Instructions to follow:
Pick out each line with the word "have" from the material that follows.

Dataset extract:
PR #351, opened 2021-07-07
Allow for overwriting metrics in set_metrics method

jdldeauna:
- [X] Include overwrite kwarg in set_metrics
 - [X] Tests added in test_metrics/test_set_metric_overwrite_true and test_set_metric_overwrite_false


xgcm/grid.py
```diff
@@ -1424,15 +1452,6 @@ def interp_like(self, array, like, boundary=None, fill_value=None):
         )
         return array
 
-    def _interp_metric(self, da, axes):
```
...
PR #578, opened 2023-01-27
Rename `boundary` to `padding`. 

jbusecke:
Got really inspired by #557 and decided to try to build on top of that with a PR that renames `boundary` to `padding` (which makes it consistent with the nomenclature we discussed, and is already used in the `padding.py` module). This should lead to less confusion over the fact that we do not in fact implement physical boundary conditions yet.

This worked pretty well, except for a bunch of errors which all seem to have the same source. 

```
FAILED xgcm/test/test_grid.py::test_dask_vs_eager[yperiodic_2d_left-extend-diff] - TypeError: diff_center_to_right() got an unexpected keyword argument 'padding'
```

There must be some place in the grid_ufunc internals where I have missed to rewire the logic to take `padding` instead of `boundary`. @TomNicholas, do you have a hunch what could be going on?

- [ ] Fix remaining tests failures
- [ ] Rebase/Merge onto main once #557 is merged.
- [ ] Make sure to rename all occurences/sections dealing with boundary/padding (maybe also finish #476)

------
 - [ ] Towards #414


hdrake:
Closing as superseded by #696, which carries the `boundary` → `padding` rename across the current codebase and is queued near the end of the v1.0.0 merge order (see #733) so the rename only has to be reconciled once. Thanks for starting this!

Your solution:
This worked pretty well, except for a bunch of errors which all seem to have the same source. 
There must be some place in the grid_ufunc internals where I have missed to rewire the logic to take `padding` instead of `boundary`. @TomNicholas, do you have a hunch what could be going on?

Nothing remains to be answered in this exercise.